● **Task input**:
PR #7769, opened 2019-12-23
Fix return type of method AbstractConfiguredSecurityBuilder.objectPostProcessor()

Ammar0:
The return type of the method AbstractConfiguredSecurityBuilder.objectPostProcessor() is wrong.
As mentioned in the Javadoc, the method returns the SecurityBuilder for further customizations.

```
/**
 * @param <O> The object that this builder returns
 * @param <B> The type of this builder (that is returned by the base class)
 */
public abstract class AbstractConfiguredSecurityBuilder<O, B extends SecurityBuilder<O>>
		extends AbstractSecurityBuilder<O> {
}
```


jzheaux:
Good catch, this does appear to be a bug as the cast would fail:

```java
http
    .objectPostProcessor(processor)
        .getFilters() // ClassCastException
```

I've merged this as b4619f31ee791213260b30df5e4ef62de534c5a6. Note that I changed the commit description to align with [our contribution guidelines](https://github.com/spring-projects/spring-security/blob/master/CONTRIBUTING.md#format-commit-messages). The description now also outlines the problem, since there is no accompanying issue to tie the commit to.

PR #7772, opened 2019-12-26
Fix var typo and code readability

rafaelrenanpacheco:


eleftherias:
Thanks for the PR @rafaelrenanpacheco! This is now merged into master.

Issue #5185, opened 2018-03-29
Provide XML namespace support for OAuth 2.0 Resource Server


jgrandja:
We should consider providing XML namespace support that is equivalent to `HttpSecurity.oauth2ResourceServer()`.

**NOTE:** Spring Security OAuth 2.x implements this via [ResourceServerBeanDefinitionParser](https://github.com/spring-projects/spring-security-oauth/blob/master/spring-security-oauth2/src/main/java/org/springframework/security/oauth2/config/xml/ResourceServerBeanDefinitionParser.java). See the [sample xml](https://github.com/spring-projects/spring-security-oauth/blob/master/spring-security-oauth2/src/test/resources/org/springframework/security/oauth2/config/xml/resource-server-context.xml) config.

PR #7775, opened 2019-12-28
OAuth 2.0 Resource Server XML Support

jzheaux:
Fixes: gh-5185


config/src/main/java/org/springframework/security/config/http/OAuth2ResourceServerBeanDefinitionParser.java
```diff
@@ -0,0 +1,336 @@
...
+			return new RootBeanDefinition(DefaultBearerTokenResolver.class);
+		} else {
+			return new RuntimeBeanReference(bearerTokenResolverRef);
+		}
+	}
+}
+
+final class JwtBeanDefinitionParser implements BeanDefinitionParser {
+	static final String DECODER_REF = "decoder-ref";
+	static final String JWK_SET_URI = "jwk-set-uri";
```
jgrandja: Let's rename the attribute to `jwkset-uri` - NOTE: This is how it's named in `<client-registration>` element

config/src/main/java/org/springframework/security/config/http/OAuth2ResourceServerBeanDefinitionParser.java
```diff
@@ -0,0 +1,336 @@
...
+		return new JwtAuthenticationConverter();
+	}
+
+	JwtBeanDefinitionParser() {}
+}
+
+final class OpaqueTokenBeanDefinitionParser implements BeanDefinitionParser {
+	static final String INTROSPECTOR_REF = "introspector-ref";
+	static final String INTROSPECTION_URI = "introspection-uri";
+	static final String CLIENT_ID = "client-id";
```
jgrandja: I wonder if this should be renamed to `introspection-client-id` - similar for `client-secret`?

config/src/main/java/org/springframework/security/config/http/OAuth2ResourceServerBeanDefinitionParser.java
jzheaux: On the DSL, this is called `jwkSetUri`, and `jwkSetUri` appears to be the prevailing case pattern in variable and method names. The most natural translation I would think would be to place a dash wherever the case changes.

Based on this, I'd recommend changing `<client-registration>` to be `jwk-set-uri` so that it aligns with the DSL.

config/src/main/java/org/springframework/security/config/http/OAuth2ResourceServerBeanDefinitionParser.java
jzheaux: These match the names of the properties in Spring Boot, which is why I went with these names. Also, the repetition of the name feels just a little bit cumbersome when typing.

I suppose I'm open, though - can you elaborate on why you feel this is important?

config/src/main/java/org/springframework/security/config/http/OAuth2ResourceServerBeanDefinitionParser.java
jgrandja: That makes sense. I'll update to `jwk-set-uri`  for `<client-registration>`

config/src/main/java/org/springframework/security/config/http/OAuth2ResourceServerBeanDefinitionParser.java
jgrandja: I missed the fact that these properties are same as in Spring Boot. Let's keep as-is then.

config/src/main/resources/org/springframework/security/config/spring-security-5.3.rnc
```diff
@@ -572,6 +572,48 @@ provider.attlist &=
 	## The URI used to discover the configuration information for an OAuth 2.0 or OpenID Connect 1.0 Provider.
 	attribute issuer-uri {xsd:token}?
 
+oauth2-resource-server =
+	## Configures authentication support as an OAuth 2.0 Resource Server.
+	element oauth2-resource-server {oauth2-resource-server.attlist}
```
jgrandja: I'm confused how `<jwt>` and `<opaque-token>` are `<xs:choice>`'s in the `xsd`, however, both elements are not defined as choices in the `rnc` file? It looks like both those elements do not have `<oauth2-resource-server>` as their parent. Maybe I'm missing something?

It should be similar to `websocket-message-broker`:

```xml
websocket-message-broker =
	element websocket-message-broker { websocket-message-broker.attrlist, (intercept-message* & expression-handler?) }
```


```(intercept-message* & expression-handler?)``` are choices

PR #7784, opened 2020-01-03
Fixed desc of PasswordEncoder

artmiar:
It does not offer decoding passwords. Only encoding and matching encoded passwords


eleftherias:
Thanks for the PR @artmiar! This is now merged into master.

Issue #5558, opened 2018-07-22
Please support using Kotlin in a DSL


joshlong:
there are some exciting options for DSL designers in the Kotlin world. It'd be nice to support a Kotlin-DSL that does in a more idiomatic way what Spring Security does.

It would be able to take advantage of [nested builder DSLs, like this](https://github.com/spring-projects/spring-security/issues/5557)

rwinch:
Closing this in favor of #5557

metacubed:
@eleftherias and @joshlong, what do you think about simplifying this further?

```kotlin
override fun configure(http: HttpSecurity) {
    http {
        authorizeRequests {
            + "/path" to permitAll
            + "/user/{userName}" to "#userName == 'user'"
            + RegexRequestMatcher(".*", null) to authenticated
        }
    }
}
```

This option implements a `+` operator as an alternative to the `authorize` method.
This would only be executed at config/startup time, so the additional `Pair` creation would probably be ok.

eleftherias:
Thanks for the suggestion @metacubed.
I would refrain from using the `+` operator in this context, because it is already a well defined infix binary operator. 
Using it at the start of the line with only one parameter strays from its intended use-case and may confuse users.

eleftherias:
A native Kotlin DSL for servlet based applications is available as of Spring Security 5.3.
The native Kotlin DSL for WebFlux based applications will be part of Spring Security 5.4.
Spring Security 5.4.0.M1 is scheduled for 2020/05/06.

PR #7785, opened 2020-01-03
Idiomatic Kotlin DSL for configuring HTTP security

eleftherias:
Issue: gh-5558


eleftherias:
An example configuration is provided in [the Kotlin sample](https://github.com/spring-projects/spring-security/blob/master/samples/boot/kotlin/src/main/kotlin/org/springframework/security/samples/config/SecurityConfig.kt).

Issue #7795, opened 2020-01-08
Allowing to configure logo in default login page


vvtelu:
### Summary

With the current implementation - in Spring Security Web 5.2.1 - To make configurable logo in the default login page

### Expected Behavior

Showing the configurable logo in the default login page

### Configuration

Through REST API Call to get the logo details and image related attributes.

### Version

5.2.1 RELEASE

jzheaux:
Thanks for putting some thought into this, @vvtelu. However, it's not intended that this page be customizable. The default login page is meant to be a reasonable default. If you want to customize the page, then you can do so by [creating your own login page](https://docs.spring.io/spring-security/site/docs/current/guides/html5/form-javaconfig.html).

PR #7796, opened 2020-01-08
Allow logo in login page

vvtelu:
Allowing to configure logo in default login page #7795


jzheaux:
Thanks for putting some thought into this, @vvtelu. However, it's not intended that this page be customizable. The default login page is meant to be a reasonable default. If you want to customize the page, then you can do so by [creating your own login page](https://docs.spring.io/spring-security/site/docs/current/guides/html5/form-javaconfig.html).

...

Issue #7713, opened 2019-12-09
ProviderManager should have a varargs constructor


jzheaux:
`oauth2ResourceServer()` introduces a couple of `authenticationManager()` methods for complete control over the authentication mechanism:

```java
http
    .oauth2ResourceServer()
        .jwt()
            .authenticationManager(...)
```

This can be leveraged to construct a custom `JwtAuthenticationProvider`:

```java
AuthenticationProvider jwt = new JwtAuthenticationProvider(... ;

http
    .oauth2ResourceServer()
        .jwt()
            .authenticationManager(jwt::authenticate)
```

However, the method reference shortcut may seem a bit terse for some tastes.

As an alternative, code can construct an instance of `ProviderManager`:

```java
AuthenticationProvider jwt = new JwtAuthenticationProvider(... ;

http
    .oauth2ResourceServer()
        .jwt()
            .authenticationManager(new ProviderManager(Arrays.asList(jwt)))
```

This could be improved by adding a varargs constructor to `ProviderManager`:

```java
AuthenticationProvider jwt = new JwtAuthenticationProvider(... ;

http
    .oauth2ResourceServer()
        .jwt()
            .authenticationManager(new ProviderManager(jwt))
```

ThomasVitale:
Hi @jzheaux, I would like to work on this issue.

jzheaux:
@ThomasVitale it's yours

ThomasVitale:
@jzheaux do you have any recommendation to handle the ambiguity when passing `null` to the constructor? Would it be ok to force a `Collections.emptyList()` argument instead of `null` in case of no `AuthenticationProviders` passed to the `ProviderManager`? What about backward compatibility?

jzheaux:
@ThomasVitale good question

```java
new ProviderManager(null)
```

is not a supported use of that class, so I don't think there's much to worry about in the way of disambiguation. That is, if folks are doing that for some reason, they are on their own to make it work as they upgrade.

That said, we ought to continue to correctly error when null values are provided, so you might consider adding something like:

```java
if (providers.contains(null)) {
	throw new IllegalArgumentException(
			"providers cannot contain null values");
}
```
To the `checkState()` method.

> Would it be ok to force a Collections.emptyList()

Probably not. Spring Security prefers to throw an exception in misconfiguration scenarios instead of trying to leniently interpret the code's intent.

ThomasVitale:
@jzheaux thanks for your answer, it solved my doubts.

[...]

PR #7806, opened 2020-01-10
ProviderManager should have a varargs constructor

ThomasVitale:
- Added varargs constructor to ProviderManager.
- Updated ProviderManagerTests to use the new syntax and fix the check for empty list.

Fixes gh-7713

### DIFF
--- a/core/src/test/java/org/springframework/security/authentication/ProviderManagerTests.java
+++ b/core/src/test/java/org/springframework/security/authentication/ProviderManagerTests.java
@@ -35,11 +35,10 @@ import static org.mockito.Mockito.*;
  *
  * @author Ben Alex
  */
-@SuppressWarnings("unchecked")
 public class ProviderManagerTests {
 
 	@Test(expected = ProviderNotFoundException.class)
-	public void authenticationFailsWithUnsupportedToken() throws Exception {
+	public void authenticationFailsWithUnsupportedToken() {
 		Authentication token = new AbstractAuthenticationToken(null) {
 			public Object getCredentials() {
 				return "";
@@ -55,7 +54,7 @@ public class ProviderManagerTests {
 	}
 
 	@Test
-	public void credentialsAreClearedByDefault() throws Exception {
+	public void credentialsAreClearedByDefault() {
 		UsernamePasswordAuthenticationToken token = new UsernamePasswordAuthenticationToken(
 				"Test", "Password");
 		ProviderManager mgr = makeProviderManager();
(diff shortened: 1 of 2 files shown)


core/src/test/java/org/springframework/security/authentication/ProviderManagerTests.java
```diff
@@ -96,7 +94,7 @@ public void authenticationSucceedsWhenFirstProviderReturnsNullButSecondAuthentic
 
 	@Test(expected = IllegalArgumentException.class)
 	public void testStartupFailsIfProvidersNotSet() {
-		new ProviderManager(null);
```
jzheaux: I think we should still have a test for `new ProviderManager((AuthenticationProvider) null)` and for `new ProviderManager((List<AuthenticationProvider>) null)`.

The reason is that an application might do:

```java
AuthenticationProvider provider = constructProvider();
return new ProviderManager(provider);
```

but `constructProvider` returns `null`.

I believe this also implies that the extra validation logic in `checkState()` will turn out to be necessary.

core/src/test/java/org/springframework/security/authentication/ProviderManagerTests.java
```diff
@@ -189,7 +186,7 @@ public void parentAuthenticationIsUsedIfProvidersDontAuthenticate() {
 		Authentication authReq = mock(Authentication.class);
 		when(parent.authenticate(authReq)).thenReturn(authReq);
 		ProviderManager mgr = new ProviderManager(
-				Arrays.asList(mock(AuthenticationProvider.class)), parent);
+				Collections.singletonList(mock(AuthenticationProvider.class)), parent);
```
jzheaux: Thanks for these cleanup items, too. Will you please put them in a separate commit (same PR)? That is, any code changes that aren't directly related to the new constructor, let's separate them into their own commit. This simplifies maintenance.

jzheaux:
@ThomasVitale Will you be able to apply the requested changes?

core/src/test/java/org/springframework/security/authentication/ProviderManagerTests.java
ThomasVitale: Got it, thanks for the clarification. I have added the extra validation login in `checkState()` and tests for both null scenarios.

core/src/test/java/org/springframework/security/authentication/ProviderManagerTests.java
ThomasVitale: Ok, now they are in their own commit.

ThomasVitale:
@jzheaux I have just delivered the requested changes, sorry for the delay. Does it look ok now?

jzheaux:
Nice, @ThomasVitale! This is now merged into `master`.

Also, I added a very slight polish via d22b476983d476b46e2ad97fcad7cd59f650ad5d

● **Requirement**: What you give back should be only the lines of the records above, starting at the line with "PR #7769, opened 2019-12-23" and ending at the line with "We should consider", restated word for word.

● **Response area**:
PR #7769, opened 2019-12-23
Fix return type of method AbstractConfiguredSecurityBuilder.objectPostProcessor()

Ammar0:
The return type of the method AbstractConfiguredSecurityBuilder.objectPostProcessor() is wrong.
As mentioned in the Javadoc, the method returns the SecurityBuilder for further customizations.

```
/**
 * @param <O> The object that this builder returns
 * @param <B> The type of this builder (that is returned by the base class)
 */
public abstract class AbstractConfiguredSecurityBuilder<O, B extends SecurityBuilder<O>>
		extends AbstractSecurityBuilder<O> {
}
```


jzheaux:
Good catch, this does appear to be a bug as the cast would fail:

```java
http
    .objectPostProcessor(processor)
        .getFilters() // ClassCastException
```

I've merged this as b4619f31ee791213260b30df5e4ef62de534c5a6. Note that I changed the commit description to align with [our contribution guidelines](https://github.com/spring-projects/spring-security/blob/master/CONTRIBUTING.md#format-commit-messages). The description now also outlines the problem, since there is no accompanying issue to tie the commit to.

PR #7772, opened 2019-12-26
Fix var typo and code readability

rafaelrenanpacheco:


eleftherias:
Thanks for the PR @rafaelrenanpacheco! This is now merged into master.

Issue #5185, opened 2018-03-29
Provide XML namespace support for OAuth 2.0 Resource Server


jgrandja:
We should consider providing XML namespace support that is equivalent to `HttpSecurity.oauth2ResourceServer()`.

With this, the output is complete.